High school rolled around, and though the routine changed, my backpack did not. It became my traveling partner for away basketball games or track meets, a trusty hiding spot for things I wasn’t supposed to have and a pillow for drunken nights at friends’ houses. Throughout my high school career, my trusty backpack carried, among other things, a live cat, 20 McDouble sandwiches, 30 cans of Miller Lite and an entire sword that I found at a flea market and decided to bike home with. It was on my back when I asked my date to prom, went swimming when some seniors pushed me into the lake behind our school and held my water bottle when I went to the big state meet for high jump.

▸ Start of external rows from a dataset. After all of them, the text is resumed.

PR #4366, opened 2024-01-31
Add config to run the block signing in monitoring mode only

mmsinclair:
When true, sending reward tokens is skipped and a zero hash will be returned and written to db.

### DIFF
--- a/nym-validator-rewarder/src/config/template.rs
+++ b/nym-validator-rewarder/src/config/template.rs
@@ -38,8 +38,11 @@ credential_verification = {{ rewarding.ratios.credential_verification }}
     
     
 [block_signing]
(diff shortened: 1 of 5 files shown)


nym-validator-rewarder/src/config/template.rs
```diff
@@ -38,9 +38,12 @@ credential_verification = {{ rewarding.ratios.credential_verification }}
     
     
 [block_signing]
-# Specifies whether credential issuance for block signing is enabled.
```
jstuczyn, line 41: I was probably tired when writing that 😅

jstuczyn (approved):

tommyv1987 (approved):

PR #4394, opened 2024-02-12
FFI share lib + initial uniffi-bindgen-go implementation

mfahampshire:
* split out blocking thread functions into shared library for use by Go and C/C++
* initial uniffi-bindgen-go bindings  

todo: 
- [x] add example for using Go import in non-local setting --> added info to readme


sdk/ffi/cpp/Cargo.toml
```diff
@@ -1,6 +1,6 @@
 [package]
-name = "nym_cpp_ffi"
-version = "0.1.0"
+name = "nym-cpp-ffi"
+version = "0.1.1"
```
mmsinclair, line 3: Best not to mess with this too much, in case others use the package from their own cargo.toml files and a git import

sdk/ffi/go/ffi/bindings/bindings.go
mmsinclair, line 1: Wondering if we want this in source control, because it is generated? @jstuczyn what do you think?

sdk/ffi/go/README.md
```diff
@@ -0,0 +1,39 @@
+# Go FFI
+> ⚠️ This is an initial version of this library in order to give developers something to experiment with. If you use this code to begin testing out Mixnet integration and run into issues, errors, or have feedback, please feel free to open an issue; feedback from developers trying to use it will help us improve it. If you have questions feel free to reach out via our [Matrix channel](https://matrix.to/#/#dev:nymtech.chat).
+
+This repo contains: 
+* `lib.rs`: an initial version of bindings for interacting with the Mixnet via the Rust SDK from Go. These are essentially match statemtns wrapping imported functions from the `nym-ffi-shared` lib. 
+* `ffi/`: a directory containing: 
+  * the `bindings/` files generated using [`uniffi-bindgen-go`]()
+  * `main.go`: an example of using this library.
```
mmsinclair:
```suggestion
  * [`main.go`](./ffi/bindings/main.go): an example of using this library. 
```

It was hard to find the example file. A link would make it better?

mmsinclair: And just wondering if `sdk/ffi/go/ffi` should maybe change to `sdk/ffi/go/example`?

mmsinclair (changes requested):
Nice work Max, only a few thoughts

sdk/ffi/go/README.md
mfahampshire: Yeah its a bit of an annoying path - I wouldn't change to "example" though, as its the bindings files themselves that are generated.. so maybe `sdk/ffi/go/generated_bindings/`?

sdk/ffi/cpp/Cargo.toml
mfahampshire: My line of thought was that I'd do a version bump since it was being updated - although happy to not as well!

sdk/ffi/go/README.md
mfahampshire: Did a bit of a rearrange - i think its a bit clearer now

mmsinclair (approved):

PR #4398, opened 2024-02-13
Propagate gateway ws fd into sdk

neacsu:
# Description

In order to let the websocket gateway connection bypass the routing rules of non-wireguard vpn mode, the file descriptor of that connection needs to be exposed.


common/client-libs/gateway-client/src/socket_state.rs
```diff
@@ -37,9 +40,22 @@ type WsConn = JSWebsocket;
 
 type SplitStreamReceiver = oneshot::Receiver<Result<SplitStream<WsConn>, GatewayClientError>>;
 
+pub(crate) fn ws_fd(_conn: &WsConn) -> Option<RawFd> {
```
octol, line 43: _conn -> conn

common/client-core/src/client/base_client/mod.rs
```diff
@@ -103,6 +104,7 @@ pub struct ClientState {
     pub shared_lane_queue_lengths: LaneQueueLengths,
     pub reply_controller_sender: ReplyControllerSender,
     pub topology_accessor: TopologyAccessor,
+    pub gateway_ws_fd: Option<RawFd>,
```
octol, line 112: In the `ClientState`, maybe it's useful to wrap this in a slightly higher level `GatewayConnection` struct that could possibly also contain other useful info about the gateway connection state. Idk gateway address, connection state?

octol (approved):

common/client-libs/gateway-client/src/socket_state.rs
neacsu: I've left it like this so that it doesn't produce an error on wasm builds for unused argument

jstuczyn: maybe we should just target lock everything to do with file descriptors? It's not like we could even use them in wasm

neacsu: Yes, in wasm they would not appear. But I think it's a bit better to use `Option` instead, and just leave the wasm macros to as little code as possible, instead of applying it all the way up

PR #4408, opened 2024-02-19
Promethus is our friend

durch:
# Description

Integrate prometheus into packet statistics controller, remove manual rate calculations, we'll have prom handle that for us, whats left is exposing the endpoints in various clients. We can merge this now


common/client-core/src/client/packet_statistics_control.rs
```diff
@@ -479,11 +284,8 @@ impl PacketStatisticsControl {
                 },
                 _ = snapshot_interval.tick() => {
                     self.update_history();
-                    self.update_rates();
                 }
                 _ = report_interval.tick() => {
-                    self.report_rates();
```
octol: In the vpn cli client it's pretty useful to have the traffic data rates printed periodically, is there some way to get the equivalent functionality with this new setup?

durch: Yes, we can even put the packet rate calculations back, I wasn't sure how this was gonna end up eventually, will put something back

benedettadavico (approved):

Then, college rolled around. So, I loaded up my trusty backpack, crammed into the car with dad, and headed out to HWS. Everything was scary and new, but my backpack and I were ready. Everyday I’d load it up, take a deep breath and see what Hobart had in store for me. Through four years of trudging through rain, snow, sleet and whatever else Geneva throws at me, I have never had a paper get damaged or a computer break. This backpack made it to South Africa and back, to the top of the tallest mountain I’ve ever climbed, to Canada, Yellowstone and Honduras. It came with me to Rochester when I ran a half marathon, held the contents of my life when I worked in Boston for a summer, survived a lighter catching on fire while it was on my back (not fire-retardant, my ass) and has made it back from every party it’s been to.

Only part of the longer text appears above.